*** Opening of PROVIDED MATERIAL ***
PR #898, opened 2026-01-01
add layer explict depends_on flag

### LINKED ISSUE #897: Option to explicitly enforce depends_on between layers
From the docs: 

> may freely depend on modules in lower layers, without declaring these dependencies

We'd like to always define `depends_on` even across layers, without it things like `tach show` don't show a true representation of the dependency graph. 

WDYT about adding a `tach.toml` flag for enforcing `depends_on` is always set? eg `layers_explicit_depends_on`?

craigmulligan:
Fixes #897

### DIFF
--- a/src/checks/internal_dependency.rs
+++ b/src/checks/internal_dependency.rs
@@ -121,7 +121,9 @@ impl<'a> InternalDependencyChecker<'a> {
             LayerCheckResult::Ok => {
                 // If layers_explicit_depends_on is enabled and target is not a utility,
                 // don't return early - fall through to check explicit depends_on declaration
-                if !self.project_config.layers_explicit_depends_on || dependency_module_config.utility {
+                if !self.project_config.layers_explicit_depends_on
+                    || dependency_module_config.utility
+                {
                     return Ok(vec![]);
                 }
                 // Fall through to check forbidden deps and depends_on


chadrik:
Hi, I'm interested in a feature like this, but I have a few questions:

- with `layers_explicit_depends_on=True` is `depends_on` intended to point at other modules or at other layers?  In the example the module name and the layer name are the same so it's hard to tell
- with `layers_explicit_depends_on=True` will `tach sync` populate  `depends_on`  with depended-on modules as it does when layers are not used?

I've just started testing out `tach` and I like the layer enforcement, but I don't like that when I use layers I lose the ability to visualize all of the dependencies between my modules with `tach show`.   IIUC, that's the goal of this PR, is that correct?

In an ideal world, the results of `tach show` would color-code module nodes based on layer and/or place them into [clusters](https://graphviz.org/Gallery/directed/cluster.html).  If this PR solves the core issue of recording all deps between modules whilst using layers, I might look into creating a PR for adding layer visualization.

DetachHead:
> - with `layers_explicit_depends_on=True` is `depends_on` intended to point at other modules or at other layers? In the example the module name and the layer name are the same so it's hard to tell

other modules. it should function the same as usual, but with the layers being enforced in addition. this feature is discussed in more detail at https://github.com/tach-org/tach/issues/897#issuecomment-3709753149

> - with `layers_explicit_depends_on=True` will `tach sync` populate `depends_on` with depended-on modules as it does when layers are not used?

it should do, since this PR doesn't touch any `tach sync` code. there should probably be a test that ensures it doesn't delete layer config though

craigmulligan:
*** Close of PROVIDED MATERIAL ***
WHAT TO WORK ON:
Copy each line of the listing that contains "sync".

EXERCISE SOLUTION:
- with `layers_explicit_depends_on=True` will `tach sync` populate  `depends_on`  with depended-on modules as it does when layers are not used?
> - with `layers_explicit_depends_on=True` will `tach sync` populate `depends_on` with depended-on modules as it does when layers are not used?
it should do, since this PR doesn't touch any `tach sync` code. there should probably be a test that ensures it doesn't delete layer config though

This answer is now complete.